PR #336, opened 2017-08-31
ZCS-2388 : Possible NPE solved

chinmay15:
Possible NPE solved

Added unit test for same

### DIFF
--- a/soap/src/java/com/zimbra/soap/mail/type/FilterAction.java
+++ b/soap/src/java/com/zimbra/soap/mail/type/FilterAction.java
@@ -749,6 +749,9 @@ public class FilterAction {
             if (last != null && last && offset == null) {
                 throw ServiceException.PARSE_ERROR(":index <offset> must be provided with :last", null);
             }
+            if (test == null) {
+                throw ServiceException.PARSE_ERROR("<test> is mandatory in action", null);
+            }
             test.validateEditheaderTest();
         }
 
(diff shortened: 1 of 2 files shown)


chinmay15:
Merged in sive_ver2 branch

commit a5db37c1e3576cfdee27e16d9fdb98c304199ce5
Date:   Thu Aug 31 11:50:34 2017 +0530

    ZCS-2388 : Possible NPE solved

soap/src/java/com/zimbra/soap/mail/type/FilterAction.java
```diff
@@ -749,6 +749,9 @@ public void validateDeleteheaderAction() throws ServiceException {
             if (last != null && last && offset == null) {
                 throw ServiceException.PARSE_ERROR(":index <offset> must be provided with :last", null);
             }
+            if (test == null) {
+                throw ServiceException.PARSE_ERROR("<test> is mandatory in action", null);
+            }
```
grishick: This NULL check seems to contradict the JAXB contract that is being defined earlier in this file: @XmlElement(name=AdminConstants.E_TEST /* test */, required=false)
if "test" is required, then the annotation should state so and this NPE will be avoided without the explicit NULL check. Otherwise, the JAXB annotation is effectively invalid.

chinmay15: agree. will remove null check and add required=true.

PR #339, opened 2017-09-05
ZIMBRA-93: Prompt for saved search folder when searching 3+ times

ilyusha:
This PR introduces Search History to the ZCS server

### Interface
A new _SearchHistory_ interface has been added. The interface provides methods to:
 - check whether a given search string exists in the history
 - get the number of times a given search string has been searched
 - register a new search string with history
 - add an instance of a search string to the history
 - search the search history for entries matching a prefix
 - purge history older than a given lifetime
 - delete all search history
 - return a _SavedSearchPromptLog_ instance (see below)

A second interface _SavedSearchPromptLog_ has been added. This provides the ability to get/set the _SavedSearchStatus_ for a given search string. _SavedSearchStatus_ can be one of `NOT_PROMPTED`, `PROMPTED`, `CREATED`, or `REJECTED`; this is used to ensure that a user is only prompted to create a saved search folder once per search string.

The primary implementation of _SearchHistory_ is the _ZimbraSearchHistory_ class. While this is a concrete class, it delegates to three other interfaces: 
 - _SearchHistoryIndex_ can be queried for the IDs of unique search strings that match a given query. 
- _SearchHistoryMetadata_ stores information about items in the search history, and can be queried for the count or list of searches. This query can include an optional time cutoff, result limit, or ID subset provided by the index.
 - _SearchHistoryConfig_ is a helper interface that exposes a getMaxAge() method. The primary implementation gets this value from LDAP, but an in-memory implementation was used during development.

### Database
_DbSearchHistoryMetadata_ is the SQL-based implementation of _SearchHistoryMetadata_. It relies on two new database tables:
 - The `searches` table stores information about unique search strings in the history. It stores the mailbox id, search string id unique to mailbox, the string itself, last search date, and prompt status.
 - The `search_history` table stores a running log of searches with associated timestamps, with the search id as a foreign key.
 - The `zimbra.mailbox` table has been updated with a new column `search_id_checkpoint` that mimics `item_id_checkpoint` functionality.
An in-memory implementation is provided as well; this was mainly used for initial development.

### Indexing
Since searching through search history is beyond the scope of this ticket, true indexing is not included in this PR. _InMemorySearchHistoryIndex_ is provided as a dummy implementation; a Lucene-based implementation will be added as part of ZIMBRA-92.

### SOAP endpoints
 - _SearchRequest_ has been updated with an optional boolean `logSearch` attribute. If set to false, the  query is not added to search history. If not specified, defaults to true.
 - _SearchResponse_ has been updated with an optional boolean `saveSearchPrompt` attribute, which is set to true if the search count for the query reaches the necessary threshold within the search history duration window
 - _RejectSaveSearchPrompt_ sets the _SavedSearchStatus_ to `REJECTED` for the given search string. If the provided string is not currently in `PROMPTED` state, a warning is logged. The response for this request is empty in either case.
 - _ClearSearchHistoryRequest_ clears all search history and returns an empty response.

### New LDAP attributes
 - _zimbraFeatureSearchHistoryEnabled_: Account/COS level toggle to enable the new feature; defaults to TRUE
 - _zimbraNumSearchesForSavedSearchPrompt_ The number of searches required to trigger a saved search prompt; defaults to 3
 - zimbraSearchHistoryDuration: Lifetime of search history. Searches older than this will not count towards the count, and will be permanently deleted during account purging

### Other Notes:
 - Mailbox purging has been updated to purge search history entries logged outside the _zimbraSearchHistoryDuration_ window. This means that while searches older than this cutoff do not count towards _zimbraNumSearchesForSavedSearchPrompt_, the will remain in the database until a purge thread activates.
 - Operations on search history are wired into the Mailbox transaction mechanism. Redolog entries have been added for updating, purging, and deleting search history.
 - Not all calls to SearchRequest make sense to record in the history. For example, the client issues an automated "inid:" search when the UI is loaded. Navigating between folders uses "in:" queries. Paginating search results uses SearchRequest with an offset. Currently, these rules are hard-coded in the static _SearchHistory::shouldSaveInHistory_ method. However, the `logSearch` SearchRequest attribute has been added so that the client can eventually set it for only those searches that make sense to log.
 - While the SavedSearchStatus is set to CREATED during a CreateSearchFolderRequest, it is NOT unset if the search folder is deleted.  Presumably, if the user deletes a search folder, the prompt should not come up again.
 - The `zmmailbox` utility has been updated to support search history operations.
 - Unit tests have been added for the individual indexing/metadata components, as well as for the system as a whole; a _TestSavedSearchPrompt_ SOAP test is included as well.
 - One piece that is currently missing, but not required for this initial development, is caching: it is likely worthwhile to introduce a caching layer to avoid excessive DB calls to fetch search history information.


client/src/java/com/zimbra/client/ZMailbox.java
```diff
@@ -6450,6 +6452,21 @@ public void beginTrackingImap() throws ServiceException {
...
 
+    /**
+     * Clear the search history for this mailbox
+     */
+    public void clearSearchHistory() throws ServiceException {
+        invokeJaxb(new ClearSearchHistoryRequest());
+    }
+
+    /**
+     * Notifiy the server that the client rejected a prompt to save a search
```
tmclane: nit: Notify

grishick:
@ilyusha would it make sense to add your collaborators on the search V team to this PR?

ilyusha:
@grishick yes, but I don't think Varun has been added to this group yet. I'll work on getting him added.

store/conf/attrs/zimbra-attrs.xml
```diff
@@ -9563,4 +9563,19 @@ TODO: delete them permanently from here
...
+  <desc>Whether to enable Search History</desc>
+  <defaultCOSValue>TRUE</defaultCOSValue>
+</attr>
+
+<attr id="3021" name="zimbraNumSearchesForSavedSearchPrompt" type="integer" min="0" cardinality="single" optionalIn="account,cos" flags="accountInherited" since="8.8.1">
+  <desc>Searching for the same query this many times will result in a prompt offering the user to save this query as a search folder. This will only happen once per query. A value of 0 disables this feature.</desc>
+  <defaultCOSValue>3</defaultCOSValue>
+</attr>
+
+<attr id="3022" name="zimbraSearchHistoryDuration" type="duration" cardinality="single" optionalIn="account,cos" flags="accountInherited" since="8.8.1">
```
grishick: minor: perhaps "Age" instead of "Duration"?

ilyusha: yeah that would be more clear, especially because the parameter name used by the api is "maxAgeMillis"

store/src/java/com/zimbra/cs/mailbox/Mailbox.java
```diff
@@ -10422,4 +10453,103 @@ public void noOp() throws ServiceException {
...
+            success = true;
+        } finally {
+            endTransaction(success);
+        }
+    }
+
+    public List<String> getSearchHistory(OperationContext octxt, SearchHistoryParams params) throws ServiceException {
+        boolean success = false;
+        try {
+            beginReadTransaction("getSearchHistory", octxt);
```
grishick: why do we need read and write to search history be inside a transaction?

ilyusha: I thought it was necessary for consistency (the searches table has an FK constraint on mailbox_id) and for redologs. I suppose reading doesn't have to be in a read transaction... but I worried about adding DB code that references mailboxes outside of the existing transaction mechanism.

grishick:
how is search_history table currently created in MariaDB?

ilyusha:
create_database.sql creates these tables. For existing databases, the zm-build and zm-db-conf repos have PRs for the DB schema upgrade.

grishick:
Not sure if this is relevant at this point, since you are changing DB_VERSION you may have to add an upgrade procedure to MailboxUpgrade.java

ilyusha:
Hm, I need to look into this a bit more, but I'm not sure that this mechanism is used anymore

grishick:
Please make sure com.zimbra.cs.filter.EnvelopeTest failure is not related to these changes.

ilyusha:
@grishick with the latest rebase, com.zimbra.cs.filter.EnvelopeTest passes on my dev machine.

PR #340, opened 2017-09-08
ZCS-1010:Add an attribute for comparator in case of valueComparison

shrikant-prasad:
1. added support for caseSensitivity attribute when valueComparison is used in header/address/envelope test.
2. added valueComparisonComparator attribute to explicitly specify the comparator to use for valueComparison

added junit tests.

### DIFF
--- a/store/src/java/com/zimbra/cs/filter/SieveToSoap.java
+++ b/store/src/java/com/zimbra/cs/filter/SieveToSoap.java
@@ -288,7 +288,7 @@ public final class SieveToSoap extends SieveVisitor {
 
     @Override
     protected void visitHeaderTest(Node node, VisitPhase phase, RuleProperties props,
-            List<String> headers, Sieve.ValueComparison comparison, boolean isCount, String value) {
+            List<String> headers, Sieve.ValueComparison comparison, Sieve.Comparator comparator, boolean isCount, String value) {
         if (phase == VisitPhase.begin) {
             FilterTest.HeaderTest test = addTest(new FilterTest.HeaderTest(), props);
             test.setHeaders(Joiner.on(',').join(headers));
@@ -296,6 +296,12 @@ public final class SieveToSoap extends SieveVisitor {
                test.setCountComparison(comparison.toString());
             } else {
                test.setValueComparison(comparison.toString());
+               if (comparator != null) {
+                   test.setValueComparisonComparator(comparator.toString());
+                   if (Sieve.Comparator.ioctet.equals(comparator)) {
+                       test.setCaseSensitive(true);
+                   }
+               }
             }
             test.setValue(value);
         }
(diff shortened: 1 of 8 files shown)


store/src/java/com/zimbra/cs/filter/SieveToSoap.java
```diff
@@ -288,14 +288,20 @@ protected void visitHeaderTest(Node node, VisitPhase phase, RuleProperties props
...
         if (phase == VisitPhase.begin) {
             FilterTest.HeaderTest test = addTest(new FilterTest.HeaderTest(), props);
             test.setHeaders(Joiner.on(',').join(headers));
             if (isCount) {
                test.setCountComparison(comparison.toString());
             } else {
                test.setValueComparison(comparison.toString());
+               if (comparator != null) {
+                   test.setValueComparisonComparator(comparator.toString());
+                   if (Sieve.Comparator.ioctet.equals(comparator)) {
```
ykomiyam: Is "comparator" guaranteed to be lower-case string?  If not, isn't it safer to be "Sieve.Comparator.ioctet.equalsIgnoreCase(comparator)" ?

store/src/java/com/zimbra/cs/filter/SieveToSoap.java
```diff
@@ -353,6 +359,12 @@ private void visitAddress(FilterTest.AddressTest test, VisitPhase phase, RulePro
                 test.setCountComparison(comparison.toString());
              } else {
                 test.setValueComparison(comparison.toString());
+                if (comparator != null) {
+                    test.setValueComparisonComparator(comparator.toString());
+                    if (Sieve.Comparator.ioctet.equals(comparator)) {
```
ykomiyam: ditto

store/src/java/com/zimbra/cs/filter/SoapToSieve.java
```diff
@@ -412,20 +413,29 @@ private static String toSieve(String name, String header, Sieve.StringComparison
...
+            boolean numeric = true;
+            try {
+                Integer.parseInt(value);
+            } catch (NumberFormatException e) {
+                numeric = false;
+            }
+            //for :count, iasciinumeric comparator will be used always
+            //for :value, if comparator value is not set in input, iasciinumeric comparator will be used if value is numeric
+            //else iasciicasemap will be used for case-insensitive and ioctet for case-sensitive 
+            comparator= Sieve.Comparator.iasciinumeric;
```
ykomiyam: put a space before '=' in this line and line 432 and 434.

store/src/java/com/zimbra/cs/filter/SieveToSoap.java
shrikant-prasad: the comparison done here checks  enum reference equality rather than value. So if the comparators are supposed to be case insensitive (couldn't find in rfc), then Sieve.Comparator enum fromString method should do case insensitive comparison. currently it's case sensitive.

store/src/java/com/zimbra/cs/filter/SoapToSieve.java
```diff
@@ -412,20 +413,29 @@ private static String toSieve(String name, String header, Sieve.StringComparison
...
+            } catch (NumberFormatException e) {
+                numeric = false;
+            }
+            //for :count, iasciinumeric comparator will be used always
+            //for :value, if comparator value is not set in input, iasciinumeric comparator will be used if value is numeric
+            //else iasciicasemap will be used for case-insensitive and ioctet for case-sensitive 
+            comparator = Sieve.Comparator.iasciinumeric;
+            if (!numeric && !isCount) {
+                if (caseSensitive) {
+                    comparator= Sieve.Comparator.ioctet;
```
ykomiyam: put a space here too

store/src/java/com/zimbra/cs/filter/SoapToSieve.java
```diff
@@ -412,20 +413,29 @@ private static String toSieve(String name, String header, Sieve.StringComparison
...
+                } else {
+                    comparator= Sieve.Comparator.iasciicasemap;
```
ykomiyam: And put a space here as well.

PR #343, opened 2017-09-08
Updated schema version

sbluhm:
The tag async-supported only exists from schema version 3.0 onwards. So the XML version was upped and both schema location changed to the correct ones


fatkudu:
Committed INSTALL-DEV-VMWARE-GUEST rename to develop as 1646704fbb

fatkudu:
Merged to develop: See:
merge commit 77e2ce671b 
for 060593478d and cd9c06bb41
════════════════
#### EXERCISE DIRECTIONS:
Only lines holding the word "well" are wanted; copy each one from the listing.

#### WRITTEN RESPONSE:
An in-memory implementation is provided as well; this was mainly used for initial development.
 - Unit tests have been added for the individual indexing/metadata components, as well as for the system as a whole; a _TestSavedSearchPrompt_ SOAP test is included as well.
ykomiyam: And put a space here as well.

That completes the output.